The mouse was the size of my thumb. It appeared as a Southward dart while I faced West, toward the San Carlos suburbs. A fast little dust ball. I looked in the general direction and considered that it was nothing. Some figment.
I’d gone too far South on one train and waited for another that would carry me North to Belmont. No book to read. Late summer dusklight behind the clouds. I don’t know what was in my head then, though it was something. I know it because I was pacing and wild-eyed. Searching everywhere. It was standing around at the station that had me noticing things, like that mouse.
It appeared again a few minutes before my train and paused in the open space between rain gutter grates. Right in front of a stucco wall. No discernible movement. Little brown shape, a furry lump.
“Howdy,” I said. I stood several feet away, in front of a bench. One of those wrought iron and wood slat deals.
The little mouse remained in place. I sat down and turned away when it seemed appropriate. I smiled at my absurdity.
I listened for the track rattle and hiss of an oncoming train. My ear has to point toward a thing if I expect to hear it. It means turning away to look at roofs and hills, missing everything in front of me. There was no hint of a train.
The little mouse sidled up while I listened. It was there on the concrete a couple of feet from the bench when I stopped listening for the train that wouldn’t come.
“Hello,” said the mouse.
We waited minutes and I wasn’t sure that I’d heard anything. Nobody uses that word anymore.
I was scared, so I began to hum. Something sad to bring that up to the surface. I hoped my clever sadness would scare away the mouse without the need for shoos and foot stamping.
Instead, the mouse crept closer, and it sat beside me on the wood slats. Its little ears moved. They were dangly flaps of skin and fur about the size of pupils.
“Are we going to sit here?” it asked.
“Your train’s going to be here in no time.”
I looked at the station LED sign. My train to Belmont was 5 minutes late.
“Just a few more minutes.”
We remained quiet for a while. I scanned the roofs ahead, looking for crows. They were usually good for some head tracking, though not that evening. They tend to cluster around acorns in late summer.
“I think this is a rare opportunity for you,” said the mouse. I finally turned toward it. It must have been a baby, small as it was.

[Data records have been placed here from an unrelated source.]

PR #2199, opened 2020-06-26
Validation timeout fixes

zippy:
## PR summary

This PR fixes some long-standing problems in validation:
- Increases timeout getting headers when building a validation package from the dht (1 second isn't enough)
- Pending items were being de-queued when processing, which meant that if another request arrived from sim2h (which could happen often under some circumstances), then the same item would be queued multiple times, which could snowball.  The solution was to move in-process items to another queue for checking.

And one bug in DHT queries:
- Fixed DHT queries for ChainHeader entries which were failing because there are no headers for headers stored in the DHT which the code was expecting.

## testing/benchmarking notes

## followups

## changelog

```markdown
```

## documentation

### DIFF
--- a/crates/core/src/dht/actions/remove_queued_holding_workflow.rs
+++ b/crates/core/src/dht/actions/remove_queued_holding_workflow.rs
@@ -6,16 +6,31 @@ use crate::{
 };
 use futures::{future::Future, task::Poll};
 use snowflake::ProcessUniqueId;
-use std::{pin::Pin, sync::Arc};
+use std::{pin::Pin, sync::Arc, time::Duration};
+
+#[derive(Clone, Debug, Serialize, Deserialize, PartialEq)]
+pub enum HoldingWorkflowQueueing {
+    Processing,
+    Waiting(Duration),
+    Done,
+}
 
 #[holochain_tracing_macros::newrelic_autotrace(HOLOCHAIN_CORE)]
-pub async fn remove_queued_holding_workflow(pending: PendingValidation, context: Arc<Context>) {
-    let action_wrapper = ActionWrapper::new(Action::RemoveQueuedHoldingWorkflow(pending.clone()));
+pub async fn remove_queued_holding_workflow(
+    state: HoldingWorkflowQueueing,
+    pending: PendingValidation,
+    context: Arc<Context>,
+) {
+    let action_wrapper = ActionWrapper::new(Action::RemoveQueuedHoldingWorkflow((
+        state.clone(),
+        pending.clone(),
+    )));
     dispatch_action(context.action_channel(), action_wrapper.clone());
     let id = ProcessUniqueId::new();
     RemoveQueuedHoldingWorkflowFuture {
         context,
         pending,
+        state,
         id,
     }
     .await
@@ -24,6 +39,7 @@ pub async fn remove_queued_holding_workflow(pending: PendingValidation, context:
 pub struct RemoveQueuedHoldingWorkflowFuture {
     context: Arc<Context>,
     pending: PendingValidation,
+    state: HoldingWorkflowQueueing,
     id: ProcessUniqueId,
 }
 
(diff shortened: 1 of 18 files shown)


crates/core/src/dht/actions/remove_queued_holding_workflow.rs
```diff
@@ -36,11 +52,36 @@ impl Future for RemoveQueuedHoldingWorkflowFuture {
...
+                HoldingWorkflowQueueing::Waiting(_) => {
+                    if !store.has_exact_queued_holding_workflow(&self.pending)
+                        || store.has_exact_in_process_holding_workflow(&self.pending)
+                    {
+                        Poll::Pending
+                    } else {
+                        self.context.unregister_waker(self.id.clone());
+                        Poll::Ready(())
+                    }
+                }
```
maackle, line 76: Looks like these branches are identical?

```suggestion
                HoldingWorkflowQueueing::Processing | HoldingWorkflowQueueing::Waiting(_) => {
                    if store.has_exact_queued_holding_workflow(&self.pending)
                        || !store.has_exact_in_process_holding_workflow(&self.pending)
                    {
                        Poll::Pending
                    } else {
                        self.context.unregister_waker(self.id.clone());
                        Poll::Ready(())
                    }
                }
```

crates/core/src/dht/dht_store.rs
```diff
@@ -76,13 +78,15 @@ impl PartialEq for DhtStore {
...
     queued_holding_workflows: VecDeque<PendingValidationWithTimeout>,
+    in_process_holding_workflows: VecDeque<PendingValidationWithTimeout>,
 }
 
 impl From<&StateWrapper> for DhtStoreSnapshot {
     fn from(state: &StateWrapper) -> Self {
         DhtStoreSnapshot {
             holding_map: state.dht().get_holding_map().bare().clone(),
             queued_holding_workflows: state.dht().queued_holding_workflows.clone(),
+            in_process_holding_workflows: state.dht().queued_holding_workflows.clone(),
```
maackle, line 89:
```suggestion
            in_process_holding_workflows: state.dht().in_process_holding_workflows.clone(),
```

?

crates/core/src/instance.rs
```diff
@@ -41,9 +40,7 @@ use std::{
     time::{Duration, Instant},
 };
 
-pub const RECV_DEFAULT_TIMEOUT_MS: Duration = Duration::from_millis(10000);
-
-pub const RETRY_VALIDATION_DURATION_MIN: Duration = Duration::from_millis(500);
+pub const RETRY_VALIDATION_DURATION_MIN: Duration = Duration::from_millis(15000);
```
maackle, line 43: Is it significant that now the MIN is much larger than the MAX? (15000 > 3600)

crates/core/src/dht/dht_store.rs
zippy: Whoa!  Good catch.

crates/core/src/instance.rs
zippy: Oh.  max is in seconds, not millis.  Min is much less that max!

crates/core/src/dht/actions/remove_queued_holding_workflow.rs
```diff
@@ -6,16 +6,31 @@ use crate::{
 };
 use futures::{future::Future, task::Poll};
 use snowflake::ProcessUniqueId;
-use std::{pin::Pin, sync::Arc};
+use std::{pin::Pin, sync::Arc, time::Duration};
+
+#[derive(Clone, Debug, Serialize, Deserialize, PartialEq)]
+pub enum HoldingWorkflowQueueing {
```
maackle, line 12: Comments on enums and functions would be tremendously helpful in understanding this stuff and conveying intent. I know most stuff is undocumented, but at least documenting new stuff would help

crates/core/src/dht/dht_store.rs
zippy: fixed in e67919d

crates/core/src/dht/actions/remove_queued_holding_workflow.rs
zippy: Nope, just not well refactored, the ! are on opposite queues because the operation is done when the item moves from one queue to the other.

maackle: Whoops :)

crates/core/src/dht/actions/remove_queued_holding_workflow.rs
```diff
@@ -36,11 +57,36 @@ impl Future for RemoveQueuedHoldingWorkflowFuture {
...
+                        || store.has_exact_in_process_holding_workflow(&self.pending)
+                    {
+                        Poll::Pending
+                    } else {
+                        self.context.unregister_waker(self.id.clone());
+                        Poll::Ready(())
+                    }
+                }
+                HoldingWorkflowQueueing::Done => {
+                    if store.has_exact_in_process_holding_workflow(&self.pending) {
```
maackle, line 83: Can a PendingValidation ever go straight from Waiting (in the holding_queue) to Done? If not, this is fine, but if so, this isn't checking that.

crates/core/src/instance.rs
maackle: whoops again!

I couldn’t possibly take it seriously.
“I made a mistake,” I said. “I shouldn’t have said anything.”
The mouse brought its front paws together and rubbed its nose. “You are missing out on something that may never come again. I’m a thing far different from you, and you have nothing to discuss? You greeted me after all.”

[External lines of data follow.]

PR #2202, opened 2020-07-07
Cache validation packages

zippy:
## PR summary

This PR adds caching of FullChain ValidationPackages received from agents so that on subsequent attempts get data from the same agent we can skip the network roud-trip.  This is especially important when nodes first come on any may have to hold lots of data from a given node.  This can drastically reduce the number of network round-trips.

- [x] validation data gets cached from direct messages from authors
- [ ] validation data gets cached when rebuilt from dht (may not implement)
- [ ] works for header only validation_package type (may not implement)

### N.B. App-spec failing
This PR includes changing the sim2h RETRY_FETCH_MISSING_ASPECTS_INTERVAL_MS from .5s to 30 seconds. This is necessary for systemic health (especially as new nodes come online), but causes a number of app-spec tests to fail due to timing issues.

## followups

## changelog

```markdown
```

## documentation

### DIFF
--- a/crates/core/src/network/state.rs
+++ b/crates/core/src/network/state.rs
@@ -3,7 +3,13 @@ use crate::{
     network::{actions::Response, direct_message::DirectMessage, query::NetworkQueryResult},
 };
 use boolinator::*;
-use holochain_core_types::{error::HolochainError, validation::ValidationPackage};
+use holochain_core_types::{
+    chain_header::ChainHeader,
+    entry::Entry,
+    error::HolochainError,
+    validation::{ValidationPackage, ValidationPackageDefinition},
+};
+use holochain_json_api::{error::JsonError, json::JsonString};
 use holochain_net::p2p_network::P2pNetwork;
 use holochain_persistence_api::cas::content::Address;
 use im::HashMap;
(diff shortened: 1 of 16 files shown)


crates/core/src/workflows/mod.rs
```diff
@@ -134,10 +134,36 @@ async fn validation_package(
         return Ok(Some(package));
     }
 
+    log_debug!(
```
neonphog, line 137:
```suggestion
    // 1.5. Fetch a cached version of the validation package if cache version is warm
    // This mitigates hitting the author too frequently for the same validation package.
    log_debug!(
```

crates/core/src/network/state.rs
```diff
@@ -85,4 +108,96 @@ impl NetworkState {
...
+            debug!(
+                "Vcache: initial insert {}:{:?} {:#?}",
+                &agent, validation.chain_header, &validation
+            );
+            self.validation_cache.insert(
+                agent,
+                ValidationCacheData {
+                    entries: validation.source_chain_entries.clone(),
+                    headers: validation.source_chain_headers.as_ref().unwrap().clone(),
+                    cached_at: SystemTime::now(),
```
neonphog, line 145: Are we cool keeping these things cached forever? `cached_at` doesn't seem to ever be read.

zippy: I'm not persisting this data, so it will be cleared on reboot, which is fine I think because in that case the chain in the cache is probably pretty stale and will need to be fetched anyways.  I think he only real reason to dump the cache is because memory gets tight...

“Impulse, that’s all.” Then I hummed the sad song again and waited.
The mouse looked ahead, as I did. “I’ll leave you to it,” said the mouse. It stepped back toward the grate on the North side of the platform. It blinked into one of the small holes. Back into its hole.
The train arrived. I was at my destination in two minutes.
Weeks later, I searched for a particular taco truck on the streets of Oakland. I skulked along an empty street and encountered a huge rat crossing from one sidewalk to the other. No Hello, no acknowledgement whatsoever.